The Grand Tour was a rite of passage for upper-class European gentlemen (and some women) during the 17th-19th centuries. On this educational tourist trip, wealthy young people visited significant sites, including classical ruins in France and Italy, studying and producing art and poetry as they went. Collecting souvenirs of their explorations was important, and an industry popped up to accommodate their tourist shopping needs. Jewelry featuring micromosaics (once known as "Roman mosaics") was introduced in the late 1700s and was one of the most popular and valuable of the Grand Tour souvenirs. Micromosaics were painstakingly created using hundreds (if not thousands) of terrasae (slivers of glass) arranged in a metal frame. In their earliest forms, these miniature works of art frequently featured famous architectural ruins or landscapes. The imagery seen in later versions reflects the worldwide fascination with the archaeological discoveries of the day, notably in North Africa (and particularly Egypt) and the Middle East. This fabulous micromosaic (one of the later variations) was converted from a pin at some point in history. The face of the ring features a colorful scarab set within an Etruscan style bezel.
VICTORIAN (1837 - 1901)
The Western world was thoroughly transformed during Queen Victoria’s epically long reign. New technology, urbanization, and industrialization created a middle class flush with disposable income, and for the first time, jewelry was mass-produced to sell to everyone.

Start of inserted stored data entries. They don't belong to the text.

PR #42, opened 2017-11-22
Added YouTube subtitles support

tonakriz:
### Description
As I said in https://github.com/TeamNewPipe/NewPipe/issues/55, Ive implemented method which you can get subtitles with.  The method from https://github.com/rg3/youtube-dl/ does not work, so I had to reverse engineer how does YT player get its subtitles, which thanks god was not some 'compiled JavaScript magic'.
WebVTT (VTT) format is used.

### How to use
    Just use method called `getSubtitles()`.

### Data Structure
Data are returned as array of objects `Subtitles` with following structure (example):

    result: [
        {
            String languageName = "English (Auto-genreated)";
            String languageCode = "en";
            String URL = "https://youtube.com/api/timedtext?...";
            boolean autoGenerated = true;
        }, {
            String languageName = "Spanish something something";
            String languageCode = "es-419";
            String URL = "https://youtube.com/api/timedtext?...";
            boolean autoGenerated = false;
        }
    ]


wb9688:
Transcript isn't supported by ExoPlayer, look [here](https://google.github.io/ExoPlayer/supported-formats.html) for what formats ExoPlayer supports. Could you please switch to a subtitle format ExoPlayer supports? Tomorrow I'll take a closer look at your code.

KOLANICH:
I wanna mention that google2srt still works.

wb9688:
It looks OK, but you should create a subtitle class. That class should contain the URL (for WebVTT), language code (only `en` or `nl`, never weird things like `a.en`) and if it's auto-generated. The `downloadSubtitles` function should be removed, since we'll pass that URL straight to ExoPlayer.

tonakriz:
@KOLANICH How is google2srt related to this?

tonakriz:
Ok, it should be done now.

src/main/java/org/schabi/newpipe/extractor/Subtitles.java
```diff
@@ -0,0 +1,31 @@
+package org.schabi.newpipe.extractor;
+
+public class Subtitles {
```
theScrabi: Please add a datatype field to this class.
So we can distinguish between different formats.

wb9688: Yeah, and IMHO we should only have the language code and then get the name of the language in NewPipe (like we also do with the YouTube content language).

src/main/java/org/schabi/newpipe/extractor/stream/StreamExtractor.java
```diff
@@ -109,6 +112,7 @@ protected long getTimestampSeconds(String regexPattern) throws ParsingException
     public abstract List<AudioStream> getAudioStreams() throws IOException, ExtractionException;
     public abstract List<VideoStream> getVideoStreams() throws IOException, ExtractionException;
     public abstract List<VideoStream> getVideoOnlyStreams() throws IOException, ExtractionException;
+    public abstract Subtitles[] getSubtitles() throws IOException, ExtractionException, JsonParserException;
```
wb9688: Could you please use a list instead of an array like we're already doing everywhere?

tonakriz:
Sure, no problem.

src/main/java/org/schabi/newpipe/extractor/stream/StreamExtractor.java
tonakriz: Sure, no problem.

tonakriz:
Should be OK this time

KOLANICH:
@tonacriz: it gets subtitles from youtube in its format and converts them to .srt.

theScrabi:
Please don't throw JsonParsingException. Catch them and throw a ExtractionException.

src/main/java/org/schabi/newpipe/extractor/services/soundcloud/SoundcloudStreamExtractor.java
```diff
@@ -150,6 +147,16 @@ public String getDashMpdUrl() {
         return null;
     }
 
+    @Override
+    public List<Subtitles> getSubtitlesDefault() throws IOException, ExtractionException, JsonParserException {
+        return null;
+    }
+
+    @Override
+    public List<Subtitles> getSubtitles(SubtitlesFormat format) throws IOException, ExtractionException, JsonParserException {
```
theScrabi: Please don't throw a JsonParserException. Please only throw IOException or ExtractionException.
Catch the JasonParserException and throw a ExtractionException embedding the JsonParserException.

tonakriz: Should be OK now.

theScrabi:
Very nice. Thanks :)

PR #43, opened 2017-11-22
Possible removation of duplicated code

tonakriz:
This code was used both in YouTube and SoundCloud module, so I put it together.
I dont know how much you like having "clean" abstract classes, so I made own pull request for this.


theScrabi:
Ah yes, nice work :)

PR #46, opened 2017-11-26
Fix uploader url for related streams

coffeemakr:
Override method to get the uploader url so no exception is thrown. The uploader url is not available in related streams in the legacy view.


theScrabi:
All right works :)

PR #48, opened 2017-11-29
Don't call fetch page in constructor and fix tests

### LINKED ISSUE #45: prevent Extractor form fetching
I noticed we still fetch data in the constructor of the extractors. We use the [fetchPage()](https://github.com/TeamNewPipe/NewPipeExtractor/blob/master/src/main/java/org/schabi/newpipe/extractor/services/youtube/YoutubeStreamExtractor.java#L89) function for fetching, but I think it would be better if this function would be called manually and not through the extractor.

coffeemakr:
* Remove fetchPage() from `YoutubeStreamExtractor` and `SoundcloudStreamExtractor` constructor.
 * Extract the page fetching logic into `onFetchPage` to provide the downloader instance as an argument and ignore duplicated calls to `fetchPage`.
 * Call fetchPage in the StreamInfo.getInfo convenience function (it can not be called otherwise when using these methods)

Fixes #45


coffeemakr:
Also fixed two tests with the commits 4b092828dbaa04aeed531198d872038e420b02ff and 89f8678912d519d480b4a57c8e65a52323645dde:
  * The first was my fault (removed negation of `isEmpty()` without changing `assertTrue` to `assertFalse`)
  * The second (age restriction) test failed  because it was looking at the Adeles stream from a previous test. I'm puzzeled how this wasn't an issue in NewPipe.

PR #52, opened 2017-12-07
Fast tests

Jawnnypoo:
Heya,

Looks like tests were using `@Before` instead of `@BeforeClass` to initialize static things.  In reality, `@Before` runs before each test, and `@BeforeClass` runs before all tests. 

This reduced tests from taking 2 min 9 seconds on my machine to 15.49 seconds

### DIFF
--- a/.gitignore
+++ b/.gitignore
@@ -3,6 +3,7 @@ build/
 .idea
 local.properties
 out/
+*.iml
 
 # Ignore Gradle GUI config
 gradle-app.setting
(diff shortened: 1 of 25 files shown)


coffeemakr:
I thought about this too. The only drawback is that the tested methods inside the class may have side effects and change the outcome of another test. But I still think it reasonable to only load the page once.

theScrabi:
I agree. I think this is a good idea :)

theScrabi:
@Jawnnypoo  Nice thanks :)

PR #53, opened 2017-12-07
Fix channel info item collector

coffeemakr:
Fix for TeamNewPipe/NewPipe#901 and TeamNewPipe/NewPipe#905

* Fix switched url and name arguments
 * Add tests


coffeemakr:
@theScrabi Ping for fast integration. Also sorry for introducing this bug.

theScrabi:
Oh, I released v0.11.1 with that big yesterday. I should have tested more :/

PR #250, opened 2022-08-30
Parser update

brunocalza:
Updates SQL parser to the most recent version which enforces the following rule from [SQL spec ](https://docs.tableland.xyz/sql-specification#9e191076e01b4ac5a24d684060b9dc49)in the parser: Each table in Tableland may have at most one PRIMARY KEY.

The error behavior of the parser changed a bit as explained in the [PR](https://github.com/tablelandnetwork/go-sqlparser/pull/11). So, there are some changes in this PR to reflect the change in that behavior.

### DIFF
--- a/go.mod
+++ b/go.mod
@@ -20,7 +20,7 @@ require (
 	github.com/spf13/cobra v1.5.0
 	github.com/spruceid/siwe-go v0.2.1-0.20220711143404-817846826282
 	github.com/stretchr/testify v1.8.0
-	github.com/tablelandnetwork/sqlparser v0.0.0-20220725134734-b79ca3e804c8
+	github.com/tablelandnetwork/sqlparser v0.0.0-20220830151425-aec4df78e4c8
 	github.com/textileio/cli v1.0.2
 	go.opentelemetry.io/contrib/instrumentation/net/http/otelhttp v0.32.0
 	go.opentelemetry.io/contrib/instrumentation/runtime v0.34.0
--- a/pkg/parsing/impl/validator.go
+++ b/pkg/parsing/impl/validator.go
@@ -48,7 +48,7 @@ func New(systemTablePrefixes []string, opts ...parsing.Option) (parsing.SQLValid
 func (pp *QueryValidator) ValidateCreateTable(query string, chainID tableland.ChainID) (parsing.CreateStmt, error) {
 	ast, err := sqlparser.Parse(query)
 	if err != nil {
-		return nil, &parsing.ErrInvalidSyntax{InternalError: err}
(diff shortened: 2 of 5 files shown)


go.mod
```diff
@@ -20,7 +20,7 @@ require (
 	github.com/spf13/cobra v1.5.0
 	github.com/spruceid/siwe-go v0.2.1-0.20220711143404-817846826282
 	github.com/stretchr/testify v1.8.0
-	github.com/tablelandnetwork/sqlparser v0.0.0-20220725134734-b79ca3e804c8
+	github.com/tablelandnetwork/sqlparser v0.0.0-20220830151425-aec4df78e4c8
```
brunocalza, line 23: latest `main` commit

pkg/parsing/impl/validator.go
```diff
@@ -48,7 +48,7 @@ func New(systemTablePrefixes []string, opts ...parsing.Option) (parsing.SQLValid
 func (pp *QueryValidator) ValidateCreateTable(query string, chainID tableland.ChainID) (parsing.CreateStmt, error) {
 	ast, err := sqlparser.Parse(query)
 	if err != nil {
-		return nil, &parsing.ErrInvalidSyntax{InternalError: err}
```
brunocalza, line 51: I removed the `parsing.ErrInvalidSyntax`, now we just return a wrapper error since `err` can be an invalid syntax or another error such as multiple primary keys.

pkg/parsing/impl/validator_test.go
```diff
@@ -896,8 +896,8 @@ func newParser(t *testing.T, prefixes []string, opts ...parsing.Option) parsing.
 }
 
 // Helpers to have a pointer to pointer for generic test-case running.
-func ptr2ErrInvalidSyntax() **parsing.ErrInvalidSyntax {
-	var e *parsing.ErrInvalidSyntax
+func ptr2ErrInvalidSyntax() **sqlparser.ErrSyntaxError {
```
brunocalza, line 899: Some tests check for errors in syntax, so this change was necessary so tests could still pass.

pkg/parsing/impl/validator.go
```diff
@@ -60,10 +60,6 @@ func (pp *QueryValidator) ValidateCreateTable(query string, chainID tableland.Ch
 		return nil, &parsing.ErrNoTopLevelCreate{}
 	}
 
-	if ast.Errors[0] != nil {
```
brunocalza, line 63: No more need to check `ast.Errors`, the need for this additional check was confusing

jsign (approved):
:heavy_check_mark:

PR #253, opened 2022-08-30
APIs Refactor

asutula:
This PR is conceptually a simple one, but with lots of naming updates in the code, thus the high "files changed" count. Files that don't contain any comments can just be considered as having simple naming updates to accommodate the refactor.

This PR doesn't functionally change anything about `go-tableland`, but sets the stage for some upcoming changes to support improved read query parameters in both the REST and JSON RPC APIs, as well as making it easy to add or remove any existing or new API service (for example, we may choose to not have a JSON RPC API).

The main change here is to free the `tableland.Tableland` interface and its implementation `TablelandMesa` from JSON RPC duties. The goal is to make it the core API that can be used by any other component of `go-tableland`, using whatever expressive API makes sense, and not be forced to conform to JSON RPC rules. 

The `tableland.Tableland` interface was updated to reflect this goal (not using `Request` and `Response` structs for every function), and additional, more fluent Go interactions will be added in an upcoming PR to support the new read query parameters.

The REST API `UserController` was updated to use the new core API.

A new `RPCService` was created to actually provide the JSON RPC service. This service uses the core API in its implementation.


internal/router/controllers/user.go
```diff
@@ -320,23 +321,20 @@ func (c *UserController) runReadRequest(
 	stm string,
 	rw http.ResponseWriter,
 ) (*sqlstore.UserRows, bool) {
-	req := tableland.RunReadQueryRequest{
-		Statement: stm,
-	}
-	res, err := c.runner.RunReadQuery(ctx, req)
+	res, err := c.runner.RunReadQuery(ctx, stm)
```
asutula, line 324: This controller was simply updated to use the new `tableland.Tableland` API.

internal/router/router.go
```diff
@@ -35,13 +36,15 @@ func ConfiguredRouter(
 	}
 
 	mesaService := impl.NewTablelandMesa(parser, instrUserStore, chainStacks)
```
asutula, line 38: This is now our core API. No JSON RPC duties.

internal/router/router.go
```diff
@@ -35,13 +36,15 @@ func ConfiguredRouter(
...
-	userController := controllers.NewUserController(mesaService)
 	mesaService, err = impl.NewInstrumentedTablelandMesa(mesaService)
 	if err != nil {
 		log.Fatal().Err(err).Msg("instrumenting mesa")
 	}
+	rpcService := rpcservice.NewRPCService(mesaService)
+	userController := controllers.NewUserController(mesaService)
```
asutula, line 44: The REST API and new RPC service being initialized with the core API.

internal/router/router.go
```diff
@@ -35,13 +36,15 @@ func ConfiguredRouter(
...
+
 	server := rpc.NewServer()
-	if err := server.RegisterName("tableland", mesaService); err != nil {
+	if err := server.RegisterName("tableland", rpcService); err != nil {
```
asutula, line 47: Now using the RPC service here.

internal/router/rpcservice/rpcservice.go
```diff
@@ -0,0 +1,191 @@
...
+type RelayWriteQueryRequest struct {
+	Statement string `json:"statement"`
+}
+
+// RelayWriteQueryResponse is a RelayWriteQuery response.
+type RelayWriteQueryResponse struct {
+	Transaction struct {
+		Hash string `json:"hash"`
+	} `json:"tx"`
+}
```
asutula, line 22: All of the request/response types now exist in here, no longer in mesa.

internal/router/rpcservice/rpcservice.go
```diff
@@ -0,0 +1,191 @@
...
+		return SetControllerResponse{}, fmt.Errorf("parsing token ID: %v", err)
+	}
+	txn, err := rs.tbl.SetController(ctx, common.HexToAddress(req.Controller), tableID)
+	if err != nil {
+		return SetControllerResponse{}, fmt.Errorf("calling SetController: %v", err)
+	}
+	ret := SetControllerResponse{}
+	ret.Transaction.Hash = txn.Hash().Hex()
+	return ret, nil
+}
```
asutula, line 191: Pretty simple wrapping of the core API for now, but the point is that there is now this layer of indirection where the JSON RPC service can provide additional logic or different behavior. This will be exercised in the next PR.

internal/tableland/impl/mesa.go
```diff
@@ -35,150 +36,131 @@ func NewTablelandMesa(
 
 // ValidateCreateTable allows to validate a CREATE TABLE statement and also return the structure hash of it.
 // This RPC method is stateless.
-func (t *TablelandMesa) ValidateCreateTable(
-	ctx context.Context,
-	req tableland.ValidateCreateTableRequest,
-) (tableland.ValidateCreateTableResponse, error) {
+func (t *TablelandMesa) ValidateCreateTable(ctx context.Context, statement string) (string, error) {
```
asutula, line 39: Obviously some real changes in here, but will be easier to comment on in the interface declaration for `tableland.Tableland`.

internal/tableland/impl/mesa_instrumented.go
```diff
@@ -98,28 +91,29 @@ func (t *InstrumentedTablelandMesa) RelayWriteQuery(
...
+) (tables.Transaction, error) {
 	start := time.Now()
-	resp, err := t.tableland.SetController(ctx, req)
+	resp, err := t.tableland.SetController(ctx, controller, tableID)
 	latency := time.Since(start).Milliseconds()
 
-	controller, _ := ctx.Value(middlewares.ContextKeyAddress).(string)
 	chainID, _ := ctx.Value(middlewares.ContextKeyChainID).(tableland.ChainID)
-	t.record(ctx, recordData{"SetController", controller, "", err == nil, latency, chainID})
+	t.record(ctx, recordData{"SetController", controller.Hex(), "", err == nil, latency, chainID})
```
asutula, line 116: I think there was a little bug here. In the old code, it was pulling an address out of the context using `middlewares.ContextKeyAddress` then using that address to record as the `controller`. But the address in the context is actually the `caller`. The new code just uses the provided `controller` param to record the controller.

internal/tableland/tableland.go
```diff
@@ -50,102 +23,27 @@ type TxnReceipt struct {
...
-type SetControllerResponse struct {
-	Transaction struct {
-		Hash string `json:"hash"`
-	} `json:"tx"`
-}
-
 // SQLRunner defines the run SQL interface of Tableland.
 type SQLRunner interface {
-	RunReadQuery(context.Context, RunReadQueryRequest) (RunReadQueryResponse, error)
+	RunReadQuery(context.Context, string) (interface{}, error)
```
asutula, line 28: Example of a more fluent Go API here, no need for the request/response types.

internal/tableland/tableland.go
```diff
@@ -50,102 +23,27 @@ type TxnReceipt struct {
...
-// NewTableIDFromInt64 returns a TableID from a int64.
-func NewTableIDFromInt64(intID int64) (TableID, error) {
-	tableID := &big.Int{}
-	tableID.SetInt64(intID)
-	return TableID(*tableID), nil
+	ValidateCreateTable(context.Context, string) (string, error)
+	ValidateWriteQuery(context.Context, string) (tables.TableID, error)
+	RelayWriteQuery(context.Context, string) (tables.Transaction, error)
+	GetReceipt(context.Context, string) (bool, *TxnReceipt, error)
+	SetController(context.Context, common.Address, tables.TableID) (tables.Transaction, error)
```
asutula, line 38: Also, since we're not needing to provide JSON RPC conformity, we can use more fluent types like `TableID`, `Transaction`, and `TxnReceipt` in the API.

pkg/backup/testing.go
```diff
@@ -12,7 +11,7 @@ import (
 func createControlDatabase(t *testing.T) DB {
 	t.Helper()
 
-	f, err := ioutil.TempFile(t.TempDir(), "control_*.db")
+	f, err := os.CreateTemp(t.TempDir(), "control_*.db")
```
asutula, line 14: Had some lint warnings about this here and similar in a couple other places.

pkg/tables/tables.go
```diff
@@ -2,12 +2,48 @@ package tables
...
 	"context"
+	"fmt"
 	"math/big"
 
 	"github.com/ethereum/go-ethereum/common"
-	"github.com/textileio/go-tableland/internal/tableland"
 )
 
+// TableID is the ID of a Table.
+type TableID big.Int
```
asutula, line 12: I moved this type here from `tableland/tableland.go` to avoid an import cycle between that file and this one. It seemed arbitrary to me where it is defined, either place makes sense, so this was the simplest work around.

In retrospect, I'm seeing that it is what caused so many file changes making the PR bigger. Sorry about that.

internal/tableland/impl/mesa.go
```diff
@@ -35,150 +36,131 @@ func NewTablelandMesa(
...
+func (t *TablelandMesa) ValidateWriteQuery(ctx context.Context, statement string) (tables.TableID, error) {
 	ctxController := ctx.Value(middlewares.ContextKeyAddress)
 	controller, ok := ctxController.(string)
 	if !ok || controller == "" {
-		return tableland.ValidateWriteQueryResponse{}, errors.New("no controller address found in context")
+		return tables.TableID{}, errors.New("no controller address found in context")
 	}
 
 	ctxChainID := ctx.Value(middlewares.ContextKeyChainID)
 	chainID, ok := ctxChainID.(tableland.ChainID)
```
asutula, line 61: I was considering making the controller address and chain ID explicit parameters to this func and one other that does the same thing. This would feel more correct to me for a "core API", no hidden surprises. I left it as is to get some input from reviewers. What do you think?

jsign: Agree, I think it is a good idea.

I think the `ctx` for storing values is usually a slippery slope and too opaque. Moreover, I think the `ctx` use here comes from the fact that this service was tied to RPC, and usually these values come from middleware that can only send them injected in `ctx`.

Technically speaking, if we think about the CoreAPI as untangled from RPCs, is up to the caller to use whatever mechanism they can, and unpack that complexity there while passing "plain arguments" at this layer.

I'm fine too with creating a `TblContext` struct if we think that's worth it to avoid parameter bloat. I don't think that's the case yet since we have about two usual parameters (`ChainID` and `Caller`). No strong opinions.

internal/tableland/impl/mesa.go
```diff
@@ -35,150 +36,131 @@ func NewTablelandMesa(
...
 	}
 
 	queryResult, err := t.runSelect(ctx, readStmt)
 	if err != nil {
-		return tableland.RunReadQueryResponse{}, fmt.Errorf("running read statement: %s", err)
+		return nil, fmt.Errorf("running read statement: %s", err)
 	}
-	return tableland.RunReadQueryResponse{Result: queryResult}, nil
+	return queryResult, nil
 }
```
jsign, line 141: @asutula, do you think it may be possible to move the formatting modes at this layer in your next PR? Or would that still be a particular feature of the RPC flavor (REST)?

I'd suspect the latter since formatting things are more related to RPC layers than CoreAPIs. If that's the case, this was the what I was referring to in the tension about duplicate work since not every "API feature" can be generalized.

In any case, I don't know yet what would be the ultimate conclusion. If we end up dropping JSON-RPC, then it might be irrelevant.

internal/tableland/impl/mesa_instrumented.go
jsign: I think it kind of depends on if we want to record who made the call versus which is the target new controller. If I'd try to make the interpretation today, I think I'd lean to what you did but would still have doubts.

In any case, we should really remove that `controller` recording in metrics. That leads to high cardinality dimensions that aren't nice for Prometheus when we have more volume. So probably in the medium term, it will be removed, so the dilemma will be solved. ha

internal/tableland/tableland.go
jsign: I don't recall from memory, but can this interface be defined in the caller site?

I think it is just the caller trying to strip down the need for the mesa dependency to call `RunReadQuery`; I'm not sure if it makes sense to have that in such a general package as it's here.

pkg/eventprocessor/impl/executor/impl/blockscope.go
```diff
@@ -60,10 +60,10 @@ func newBlockScope(
 //
 // If the events execution is successful, it returns the result.
 // If the events execution isn't successful, we have two cases:
-// 1) If caused by controlled error (e.g: invalid SQL), it will return a (res, nil) where
-//    res contains the error message.
-// 2) If caused by uncontrolled error (e.g: can't access the DB), it returns ({}, err). The caller should retry
-//    executing this transaction events when the underlying infrastructure problem is solved.
+//  1. If caused by controlled error (e.g: invalid SQL), it will return a (res, nil) where
+//     res contains the error message.
+//  2. If caused by uncontrolled error (e.g: can't access the DB), it returns ({}, err). The caller should retry
```
jsign, line 65: Was this surfaced by some lint? (Agree with the change, just trying to force these things as `make lint` if possible so we have this as an automatic rule)

pkg/tables/tables.go
jsign: I think it's fine. I might have a better opinion while being hands-on with the code in the future with the new organization.

jsign (approved):
LGTM! I think this refactor goes in the right direction :+1: 

From what I understood, this shouldn't have any impact on the outside-world visible behavior of our API, but there's still some chance that some mapping isn't 100% correct in the refactor.
I don't know if you've already done some test with `[stagingdeploy]`, but in any case, we should keep a close eye on whenever the PR is merged if someone gets any strange behavior.

internal/tableland/impl/mesa.go
brunocalza: My personal view is that formatting modes should be out of the Core API. The core API should be agnostic on how its internal representation will be presented to the external world. Maybe we'll have a client that for some reason need a slightly different format output (i know we're aiming for consistency across all clients but sometimes a client has specific needs). 

The way I'd design is by having "presenter" or "formatter" components that would receive the Tableland Core Data Structure and format in any way it's relevant. The clients that need consistency would call the same presenter component. 

Hopefully, that makes sense.

internal/tableland/tableland.go
brunocalza: I'd vote to remove this interface if possible

pkg/backup/testing.go
brunocalza: yeah. `ioutil` pkg is deprecated. I tried to find the equivalent in the `os` but did not find it at the time. are you using a different linter or how did you set it up? I did not see any warnings

brunocalza (approved):
Very nice refactor 👏

internal/tableland/impl/mesa.go
jsign: Makes sense to me.

internal/tableland/impl/mesa_instrumented.go
asutula: Ok will leave as is.

pkg/backup/testing.go
asutula: You know, I'm not sure how my vscode linter is picking up these extra things that `make lint` isn't. Could be part of vscode running gofumpt for formatting, or the fact that i'm using go 1.19 now? Will have to research this more to make sure my vscode and `make lint` do the same thing, and that we all get those settings coming along with the repo.

pkg/tables/tables.go
asutula: Cool, will leave it like this for now.

pkg/eventprocessor/impl/executor/impl/blockscope.go
asutula: Yea, somehow my vscode go linter or gofumpt formatting did this. Will try to get our `make lint` flagging these things too, not sure why it's not. Pretty sure this was done by gofumpt on file save in vscode.

internal/tableland/impl/mesa.go
asutula: Yea, what @brunocalza described is what i was planning. Basically, the core api will return `UserRows`, then we'll have the presenter layer (this could just be a function) transform that according to the new output format params provided by the request (both REST and JSON RPC). There is one case where the JSON RPC layer will have some special behavior (when the user asks for `jsonl` output) where it will need to either encode the result as base64 string, or error if the `jsonl` is for more than one object being returned. This setup we're talking about will support that kind of flexibility on a per API basis.

asutula: I think we're all on the same page here, so going to resolve this convo.

internal/tableland/impl/mesa.go
asutula: Ok those params are now explicit. Was able to clean up a bit of cruft in the tests because of this.

internal/tableland/tableland.go
asutula: I moved this interface to the caller site.

pkg/backup/testing.go
asutula: So, this one is showing up for me when running `make lint`.

```
> make lint
go run github.com/golangci/golangci-lint/cmd/golangci-lint@v1.46.2 run
pkg/backup/testing.go:4:2: SA1019: package io/ioutil is deprecated: As of Go 1.16, the same functionality is now provided by package io or package os, and those implementations should be preferred in new code. See the specific function documentation for details. (staticcheck)
        "io/ioutil"
        ^
exit status 1
make: *** [lint] Error 1
```

Do you not see that? I am running Go 1.19.

pkg/eventprocessor/impl/executor/impl/blockscope.go
asutula: Interesting. This was fixed because of my auto format on save with the formatter set to gofumpt. But, if i revert this change using vi (no format on save) and run `make lint`, it does fail linting:

```
> make lint
go run github.com/golangci/golangci-lint/cmd/golangci-lint@v1.46.2 run
pkg/eventprocessor/impl/executor/impl/blockscope.go:63: File is not `gofumpt`-ed (gofumpt)
//  1) If caused by controlled error (e.g: invalid SQL), it will return a (res, nil) where
pkg/eventprocessor/impl/executor/impl/blockscope.go:65: File is not `gofumpt`-ed (gofumpt)
//  2) If caused by uncontrolled error (e.g: can't access the DB), it returns ({}, err). The caller should retry
exit status 1
make: *** [lint] Error 1
```

I'm running Go 1.19, could that have something to do with it? I can't think of how else this wouldn't fail in CI and on your machine.

jsign: @asutula , I confirmed that's the case. With go1.17.2, the lint doesn't fail, but if I update to go1.19 it does.
Maybe in go.1.19 something changed in the stdlib reg parsing files and the AST changed, thus gofumpt can detect something new (without it's code being changed).

We should change in `.github/workflows/review.yaml` the version from go1.17 to go1.19. We're actually using go1.19 for tests and Dockerfiles.

asutula: Ok nice, will do that. I also noticed there is an updated version of golangci-lint that detects a few new issues about missing package comments. Will look at updating that as well.

asutula: The package comment requirements coming from `golangci-lint` `revive` plugin when upgrading to the latest `golangci-lint` are a little confusing to me at the moment. Will leave `golangci-lint` at the version we're already using and just update the go version. Can revisit that upgrade later.

sanderpick:
Very nice! Great to see this.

The Victorians were avid consumers and novelty-seekers, especially when it came to fashion, and numerous fads came and went throughout the 19th century. In jewelry, whatever fashion choices Queen V. made reverberated throughout the kingdom. The Romantic period reflected the queen’s legendary love for her husband, Albert. Jewelry from this period featured joyful designs like flowers, hearts, and birds, all which often had symbolic meaning. The queen’s betrothal ring was made in the shape of a snake, which stood for love, fidelity, and eternity. The exuberant tone shifted after Prince Albert passed away in 1861, marking the beginning of the Grand Period. Black jewelry became de rigeur as the Queen and her subjects entered “mourning,” which at the time represented not just an emotional state, as we conceive of it today, but a specific manner of conduct and dress. She wore the color black for the remainder of her life, and we see lots of black onyx, enamel, jet, and gutta percha in the jewelry from this time. Finally, during the late Victorian period, which transitioned along with a rapidly changing world into the “Aesthetic Movemement”, there was a return to organic and whimsical motifs: serpents, crescent moons, animals, and Japonaisserie designed for the more liberated “Gibson Girl”.
During the second half of the 19th century, America entered the global jewelry market, with Tiffany and Co. leading the way. Lapidaries continued to perfect their techniques, and the old European cut emerged toward the end of the Victorian period. The discovery of rich diamond mines in South Africa made the colorless stones more accessible than ever before.